The maximally autonomous version of this is what Cognition was trying to demo with Devin back in March: skip the harness, just hand a task to an agent and let it ship. The reception in the engineering community has been skeptical, and rightly. Gergely Orosz called it a heavily work-in-progress prototype within a week. The 13.86% SWE-Bench number Cognition reported is impressive in context and not productized in practice.

But the skepticism about Devin is mostly skepticism about one implementation, not the shape of the bet. The shape is right: agents do the work, humans review. The Devin pitch is wrong about the human's role (it pitches "you delegate, the agent ships, you move on"), and that is what is breaking on first contact with anyone who has shipped production code. You cannot fully trust an agent's output without a review step. Not in 2024, possibly not for a long time, possibly never for high-stakes systems.

The right shape is not "skip the human." The right shape is "keep the human at the pull request, take the human out of every other step." The agents do the slogging. The engineer does the judgment.

What This Changes for Product Engineering

The pipeline shape changes the work in a few specific ways that matter if you are running an engineering org.

The unit of an engineer's day shifts from authoring to reviewing. This sounds like a small thing. It is not. The skills that make a good author (knowing the syntax, knowing the library, typing fast) are not the skills that make a good reviewer (understanding the change in context, spotting subtle bugs, judging whether the approach is right). Some of your strongest authors are going to be mediocre reviewers, and vice versa. You will see this in your data within a quarter once teams adopt the shape.

The eval suite stops being optional. I argued in March that evals were the load-bearing artifact of any AI product. They are doubly load-bearing here. The pipeline produces a lot more code than a copilot did. You cannot scale human review to match the volume. You need automated quality gates between the agent steps. That is what evals are. If your CI is the only quality gate, you are going to push the bottleneck to CI, and CI will fall over.

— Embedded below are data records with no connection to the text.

PR #665, opened 2021-11-25
Make debug output for fault and dump a bit nicer

axel-h:
Improve the messages a bit to no talk about a "cap fault" just because there is no fault handler. Print a register snapshot besides the stack dump if  `CONFIG_DEBUG_BUILD` is enabled.

Fault printout for a null pointer dereferecne on RISC-V
```
## ==============================================================
## FAULT at PC=0x0 in thread 0xffffffc17fec7200 (rootserver)
## Cause: access fault on code at address 0x0, status 0x1
## Thread suspended, no userland fault handler (code 0, cap type 0)
## State snapshot:
##     x1/ra: 0x00000000'000150c6     x2/sp: 0x00000000'00143ea0
##     x3/gp: 0x00000000'00024800     x4/tp: 0x00000000'00144000
##     x5/t0: 0x00000000'00000000     x6/t1: 0x00000000'0001f5d8
##     x7/t2: 0x00000000'00000000     x8/s0: 0x00000000'00143ec0
##     x9/s1: 0x00000000'00000000    x10/a0: 0x00000000'00000000
##    x11/a1: 0x00000000'00000000    x12/a2: 0x00000000'00000000
##    x13/a3: 0x00000000'00000000    x14/a4: 0x00000000'00000000
##    x15/a5: 0x00000000'00000000    x16/a6: 0x00000000'00000000
##    x17/a7: 0xffffffff'fffffff7    x18/s2: 0x00000000'00000000
##    x19/s3: 0x00000000'00000000    x20/s4: 0x00000000'00000000
##    x21/s5: 0x00000000'00000000    x22/s6: 0x00000000'00000000
##    x23/s7: 0x00000000'00000000    x24/s8: 0x00000000'00000000
##    x25/s9: 0x00000000'00000000   x26/s10: 0x00000000'00000000
##   x27/s11: 0x00000000'00000000    x28/t3: 0x00000000'00000012
##    x29/t4: 0x00000000'20000000    x30/t5: 0x00000000'00000000
##    x31/t6: 0x00000000'00000000    scause: 0x00000000'0000000c
##   sstatus: 0x00000000'00000020   FaultIP: 0x00000000'00000000
##    NextIP: 0x00000000'00000000
##

Stack trace:
0x143ea0: 0x143ec0
0x143ea8: 0x101ea
0x143eb0: 0x143f00
0x143eb8: 0x14bcc
0x143ec0: 0x0
0x143ec8: 0x143f30
0x143ed0: 0x143f20
0x143ed8: 0x143f10
0x143ee0: 0x1
0x143ee8: 0x101d6
0x143ef0: 0x144000
0x143ef8: 0x14cf8
0x143f00: 0x0
0x143f08: 0x14a000
0x143f10: 0x20280
```

Scheduler dump ("RelQ" is only visible with MCS, "Core" only with SMP)
```
Dump of all TCBs (4):
  TCB              | State         | PC               | Prio | Core | RelQ | Name
  -----------------+---------------+------------------+------+------+------+----------------
  ffffffc100137600 | blocked/recv  | 1053a            |  255 |    0 |   no | main:fault_handler
  ffffffc100137200 | running       | 101f0            |  254 |    0 |   no | main:control
  ffffffff84028000 | idle          | 0                |    0 |    0 |   no | idle_thread
  ffffffc27ff0a200 | inactive      | 105dc            |  255 |    0 |   no | rootserver
```

### DIFF
--- a/src/kernel/debug.c
+++ b/src/kernel/debug.c
@@ -1,0 +1,210 @@
+/*
+ * Copyright 2014, General Dynamics C4 Systems
+ *
+ * SPDX-License-Identifier: GPL-2.0-only
+ */
+
+#include <config.h>
+
+#ifdef CONFIG_PRINTING
+
+#include <types.h>
+#include <api/debug.h>
+#include <machine/io.h>
+#include <kernel/thread.h>
+
+static void print_fault(seL4_Fault_t f)
+{
+    seL4_Word fault_type = seL4_Fault_get_seL4_FaultType(f);
+    switch (fault_type) {
+    case seL4_Fault_NullFault:
+        printf("null fault");
+        break;
+    case seL4_Fault_CapFault:
+        printf("cap fault in %s phase at address %p",
+               seL4_Fault_CapFault_get_inReceivePhase(f) ? "receive" : "send",
+               (void *)seL4_Fault_CapFault_get_address(f));
+        break;
+    case seL4_Fault_VMFault:
+        printf("vm fault on %s at address %p with status %p",
+               seL4_Fault_VMFault_get_instructionFault(f) ? "code" : "data",
+               (void *)seL4_Fault_VMFault_get_address(f),
+               (void *)seL4_Fault_VMFault_get_FSR(f));
+        break;
+    case seL4_Fault_UnknownSyscall:
+        printf("unknown syscall %p",
+               (void *)seL4_Fault_UnknownSyscall_get_syscallNumber(f));
+        break;
+    case seL4_Fault_UserException:
+        printf("user exception %p code %p",
+               (void *)seL4_Fault_UserException_get_number(f),
+               (void *)seL4_Fault_UserException_get_code(f));
+        break;
+#ifdef CONFIG_KERNEL_MCS
+    case seL4_Fault_Timeout:
+        printf("Timeout fault for badge %p",
+               (void *)seL4_Fault_Timeout_get_badge(f));
+        break;
+#endif
+    default:
+        printf("unknown fault type %"SEL4_PRIu_word, fault_type);
+        break;
+    }
+}
+
+void debug_print_fault_handler(
+    tcb_t *tptr,
+    seL4_Fault_t fault
+#ifndef CONFIG_KERNEL_MCS
+    ,
+    exception_t status,
+    seL4_Fault_t ipcFault
+#endif /* not CONFIG_KERNEL_MCS */
+)
+{
+
+#ifdef CONFIG_KERNEL_MCS
+    printf("Found thread has no fault handler while trying to handle:\n");
+#else /* not CONFIG_KERNEL_MCS */
+    printf("Caught ");
+    print_fault(ipcFault);
+    printf("with IPC send status 0x%"SEL4_PRIx_word"\n"
+           "while trying to handle:\n",
+           status);
+#endif /* [not] CONFIG_KERNEL_MCS */
+    print_fault(fault);
+
+    const char *name = config_ternary(CONFIG_DEBUG_BUILD,
+                                      TCB_PTR_DEBUG_PTR(tptr)->tcbName,
+                                      null);
+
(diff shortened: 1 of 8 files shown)


src/kernel/faulthandler.c
```diff
@@ -43,129 +30,78 @@ bool_t sendFaultIPC(tcb_t *tptr, cap_t handlerCap, bool_t can_donate)
...
         }
-        sendIPC(true, true,
-                cap_endpoint_cap_get_capEPBadge(handlerCap),
-                cap_endpoint_cap_get_capCanGrant(handlerCap), true, tptr,
-                EP_PTR(cap_endpoint_cap_get_capEPPtr(handlerCap)));
 
-        return EXCEPTION_NONE;
-    } else {
-        current_fault = seL4_Fault_CapFault_new(handlerCPtr, false);
         current_lookup_fault = lookup_fault_missing_capability_new(0);
```
axel-h, line 85: I wonder, do we really have to update `current_lookup_fault` here? Seems no body uses this.

src/kernel/debug.c
```diff
@@ -0,0 +1,281 @@
...
+        config_ternary(CONFIG_KERNEL_MCS, "+------", "")
+        "+----------------"
+        "\n",
+        CONFIG_WORD_SIZE / 4, "TCB",
+        "State",
+        CONFIG_WORD_SIZE / 4, "PC",
+        CONFIG_WORD_SIZE / 4, DASHES,
+        CONFIG_WORD_SIZE / 4, DASHES);
+
+    for (tcb_t *tcb = specific_tcb ? specific_tcb : NODE_STATE(ksDebugTCBs);
```
axel-h, line 242: I wonder if this should try to dump the scheduler on all cores on day and not just for the current core.

lsf37 (changes requested):
It looks like there are lots of changes in here that break verification and are not needed to achieve the increased debug info. The effort for that would be in no relation to the improvement.

I'm also not convinced we do want that much info for every fault, e.g. there are lots of intended cap faults in sel4test and this looks like it would swamp the entire output. On the other hand I can see that this info could be very useful when no cap faults are intended.

What do others think of this?

axel-h:
I've reworked this now to have the changes only in the debug code that is invisible to the proofs. Let's see if this passes the proof test. Concerning the verbose output we could have another config flag here to reduce the debug output for seL4 test. Aside from this I'm open for ans specific help how we can tailor what it printed better to the cause.

kent-mcleod:
> I've reworked this now to have the changes only in the debug code that is invisible to the proofs. Let's see if this passes the proof test. Concerning the verbose output we could have another config flag here to reduce the debug output for seL4 test. Aside from this I'm open for ans specific help how we can tailor what it printed better to the cause.

Is there any existing issue about the kernel fault debug messages needing to be improved?  The kernel currently provides very simple debug fault console output and more detailed fault debug output can be implemented at user level. Shorter and simpler fault messages have an advantage of requiring the kernel spend less time generating and printing them and have less chance that the code to generate an error has an error itself.  It's also possible to modify the kernel code when debugging if additional information is needed without requiring this functionality to be merged upstream as it's not part of the verified configuration.

> Improve the messages a bit to no talk about a "cap fault" just because there is no fault handler. Print a register snapshot besides the stack dump if CONFIG_DEBUG_BUILD is enabled.

If there is no fault handler then it is correct to call it a cap fault because the kernel found no fault handler cap.

axel-h:
> It's also possible to modify the kernel code when debugging if additional information is needed without requiring this functionality to be merged upstream as it's not part of the verified configuration.

OK, making this PR a draft for now. Maybe this is also a candidate for having a configurable verbosity if debug kernel messages.

> If there is no fault handler then it is correct to call it a cap fault because the kernel found no fault handler cap.

Technically correct, my aim is just making the message be a bit more user friendly. I had to explain this message a couple of times now.

PR #668, opened 2021-11-27
remove obsolete define HAVE_AUTOCONF

axel-h:
All usages of `HAVE_AUTOCONF` have been removed already, so we can finally drop defining this for the kernel


lsf37:
Quick grep shows that `camkes-vm-apps` and `camkes-vm-examples` still mention `#ifdef HAVE_AUTOCONF` although I'm not sure that is actually used. Have you tested those?

lsf37:
(as in: I'm not sure wether setting this or not in the kernel cmake files is visible in those examples -- I can't see it being set there, only consumed)

axel-h:
- `camkes-vm-apps` is deprecated.
- the build instruction for `camkes-vm-examples` are outdated. What I can get building does not seem to use this because nobody sets `HAVE_AUTOCONF`. Seem we can remove this as dead code then?

lsf37:
> * `camkes-vm-apps` is deprecated.
> * the build instruction for `camkes-vm-examples` are outdated. Created [update readme camkes-vm-examples#15](https://github.com/seL4/camkes-vm-examples/pull/15) What I can get building does not seem to use this because nobody sets `HAVE_AUTOCONF`. Seem we can remove this as dead code then?

Yes, agreed, just wanted to give people an opportunity to shout out in case there was some other case we've overlooked. Will merge both.

lsf37 (approved):

PR #674, opened 2021-11-29
align include guards for seL4_DebugSendIPI()

axel-h:
Align the API wrapper guards with the kernel syscall implementation, the function is available if `CONFIG_ENABLE_SMP_SUPPORT` is set instead of depending on `CONFIG_MAX_NUM_NODES`.


lsf37 (approved):
Those are equivalent, but I agree that it's nicer to be consistent.

PR #676, opened 2021-11-30
Move debug implementation out of syscall.c

axel-h:
Make `syscall.c` call syscall handler function for debug syscalls, so the implementation is no longer visible there. That makes the dispatcher code easier to read and maintain. Also changes in the debug syscalls no longer cause cause preprocess failures, this is all hidden from verification anyway. Furthermore the this enforces a cleaner implementation of the debug syscalls, then need to fully handle the syscall.
The PR is on top of https://github.com/seL4/seL4/pull/673 and a preparation for reworking https://github.com/seL4/seL4/pull/298 eventually.

### DIFF
--- a/src/benchmark/benchmark.c
+++ b/src/benchmark/benchmark.c
@@ -1,0 +1,161 @@
+/*
+ * Copyright 2016, General Dynamics C4 Systems
+ *
+ * SPDX-License-Identifier: GPL-2.0-only
+ */
+
+#include <config.h>
+
+#ifdef CONFIG_ENABLE_BENCHMARKS
+
+#include <types.h>
+#include <mode/machine.h>
+#include <benchmark/benchmark.h>
+#include <benchmark/benchmark_utilisation.h>
+
+
+exception_t handle_SysBenchmarkFlushCaches(void)
+{
+#ifdef CONFIG_ARCH_ARM
+    tcb_t *thread = NODE_STATE(ksCurThread);
+    if (getRegister(thread, capRegister)) {
+        arch_clean_invalidate_L1_caches(getRegister(thread, msgInfoRegister));
+    } else {
+        arch_clean_invalidate_caches();
+    }
+#else
+    arch_clean_invalidate_caches();
+#endif
+    return EXCEPTION_NONE;
+}
+
+exception_t handle_SysBenchmarkResetLog(void)
+{
+#ifdef CONFIG_ENABLE_KERNEL_LOG_BUFFER
+    if (ksUserLogBuffer == 0) {
+        userError("A user-level buffer has to be set before resetting benchmark.\
+                Use seL4_BenchmarkSetLogBuffer\n");
+        setRegister(NODE_STATE(ksCurThread), capRegister, seL4_IllegalOperation);
+        return EXCEPTION_SYSCALL_ERROR;
+    }
+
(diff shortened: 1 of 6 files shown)


kent-mcleod:
The preprocess guards should already be sufficient to hide debug syscalls from preprocess failures.  Moving the implementation into functions shouldn't change this.

I agree with you that there's a bit of a scalability issue with implementing many debug system calls within the same function. But I think a different solution is needed, like making it possible to compile in a different handleUnknownSyscall implementation (similar to how the domain schedule is added: `list(APPEND c_sources "${KernelDomainSchedule}")`) which can make it easier to extend the number of syscalls in unverified kernel configurations with additional profile and test/debug points with different specialized implementations and save us from the complexity of trying to design general purpose ones that will work for everyone's use cases.

axel-h:
At the moment this is mainly intended to simplify maintainability, especially as I'm working on cleaning up the benchmak/logging and integrating https://github.com/seL4/seL4/pull/298 then. Moving the function out allows tracking the changes better and having a `benchmark.c` comes handy to consolidate more things there.
Similar for the IPI syscall, making this work in RISC-V is a bit nicer to track if this is becomes a handler function in `ipi.c`.
 I can look into way for completely customizing `handleUnknownSyscall()`after this. But moving things out into helper function seems a way towards this anyway.

axel-h:
Can this get merged? It would really help having the handlers in separate files, changes causes less conflicts then in `syscall.c` then. It might be an interim step to make life/work a bit easier until there is a proposal for the way @kent-mcleod  suggested.

src/benchmark/benchmark.c
```diff
@@ -0,0 +1,161 @@
...
+{
+#ifdef CONFIG_ENABLE_KERNEL_LOG_BUFFER
+    word_t cptr_userFrame = getRegister(NODE_STATE(ksCurThread), capRegister);
+    if (benchmark_arch_map_logBuffer(cptr_userFrame) != EXCEPTION_NONE) {
+        setRegister(NODE_STATE(ksCurThread), capRegister, seL4_IllegalOperation);
+        return EXCEPTION_SYSCALL_ERROR;
+    }
+#endif /* CONFIG_ENABLE_KERNEL_LOG_BUFFER */
+
+    /* ToDo: If CONFIG_ENABLE_KERNEL_LOG_BUFFER is not set it might be better to
```
kent-mcleod, line 85: Can you remove this new comment please.  It would be better suited as an issue instead of as a new ToDo in the code.
Also can you try and not add modifications at the same time as moving large chunks of code as it makes it a lot harder to review.

kent-mcleod (approved):

lsf37 (approved):
I'm fine with this from the verification side.

src/benchmark/benchmark.c
kent-mcleod: Sorry, I accidentally merged this without giving @axel-h a chance to resolve my comment.

kent-mcleod: I think this should turn into a seL4_Fault_UnknownSyscall if it isn't enabled.

axel-h: I will make a new PR an address this.

axel-h: See https://github.com/seL4/seL4/pull/748

PR #678, opened 2021-11-30
resolve include dependency issues

axel-h:
Include the timer header after `getKernelWcetUs()` is defined.

The include quirk this resolves is that If `CONFIGURE_TIMER` is `drivers/timer/arm_global.h`, this includes `machine/timer. h` which implements the function `getKernelWcetTicks()` that calls `getKernelWcetUs()` which `src/arch/arm/platform_gen.h.in` defines. So it is better if we move the include after `getKernelWcetUs()`.


kent-mcleod:
Is this fixing a compiler error somewhere?

axel-h:
I was running into this in one of my dev branches and that was the fix to ensure the right include order. Will investigate in more detail why this works in master.

kent-mcleod:
Closing this as it still doesn't appear to be necessary on the main kernel branch (which doesn't have any outstanding include errors).

PR #679, opened 2021-12-01
Fix getMaxUsToTicks function in RISC-V machine/timer.h

kgugala:
The `getMaxUsToTicks` function is supposed to return maximum amount of time you can pass to `usToTicks` without overflow,but in RISC-V implementation it returns ticks instead. This patch corrects it so it's implementation is akin to those in other platforms.

### DIFF
--- a/include/arch/riscv/arch/machine/timer.h
+++ b/include/arch/riscv/arch/machine/timer.h
@@ -39,12 +39,12 @@ static inline PURE ticks_t getTimerPrecision(void)
 
 static inline CONST ticks_t getMaxTicksToUs(void)
 {
-    return UINT64_MAX / TICKS_IN_US;
+    return UINT64_MAX;
 }
 
-static inline PURE time_t getMaxUsToTicks(void)
+static inline CONST time_t getMaxUsToTicks(void)
 {
-    return usToTicks(getMaxTicksToUs());
+    return UINT64_MAX / TICKS_IN_US;
 }
 
 /* Read the current time from the timer. */


lsf37 (approved):
It does look like you are embarrassingly correct, yes.

axel-h (approved):

axel-h:
@lsf37 Should proof-test run or can we merge this directly?

lsf37:
Safer to do the test, even if this one looks obvious. I've become lax about it and have been bitten by it once or twice (trivial changes only, but it's better to know about them before they happen).

kent-mcleod:
I think this fix is correct.  This came up before: https://github.com/seL4/seL4/pull/312#issuecomment-807857887 and supposedly back then we reasoned it out wrong by treating the RISC-V definitions as source of truth because of verification:  getMaxUsToTicks was converting the the max US value to ticks and getMaxTicksToUs was converting the max Ticks value to us even though this is not the same as other architectures, and not what the type signatures declare.

The reason this inconsistency has side-stepped the proofs is that `getMaxUsToTicks` is #ifdef'd out in a proof configuration and isn't actually used: https://github.com/seL4/seL4/blob/master/include/kernel/sporadic.h#L47

axel-h:
@kgugala could you allow edits to your branch (check "Allow edits and access to secrets by maintainers") on bottom right column), so this can be rebased and merged via the git workflow?

kgugala:
I'm afraid that, for some reason, I don't see this option:
image

I can rebase the PR manually

kgugala:
I have rebase the PR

Junior engineers are going to be reviewing pipeline output too. This is the part I am most uncertain about. Reviewing AI-generated code is a senior skill: you have to spot the plausible-looking-but-wrong patterns, the test that tests nothing, the abstraction that does not match the codebase. A junior engineer cannot reliably catch these yet. The move I would start with on my own teams is to pair juniors on AI-generated PR reviews with a senior reviewer, the same way we used to pair them on writing code. Reviewing is the skill they need to develop, and they will not develop it by approving alone.

The "AI feature" surface for end users is the same shape as the pipeline. The same argument I made in February about chat applies here. The reason chat is the wrong default for end-user AI features is that it asks the user to be the author and the reviewer at once. The pipeline shape (the model does the work, the user reviews the output) is also the shape end users want. They want to see the finished artifact, decide if it is right, accept or revise. They do not want to type prompts.

Where We Actually Are

The pipeline is not fully here in July 2024. Copilot Workspace is in technical preview and not yet production-grade. Devin is a demo. The internal pipelines my peers are building are duct tape with strong opinions.

But the trajectory is clear, and the trajectory matters more than the snapshot. Within twelve months, I expect the default workflow for non-trivial features on a healthy team to be: engineer writes a spec, pipeline produces a pull request, engineer reviews. The teams that get there first are going to ship more, and not by the 30% copilots gave them. Two to three times more, on feature throughput, on the surfaces where the eval suite is strong enough to absorb the volume.

If you are leading engineering right now, the question is not whether to adopt copilots. That question is over. The question is whether you are building the eval suites, the review culture, and the pipeline scaffolding that will let you graduate past copilots when the models are ready, which will be sooner than you think.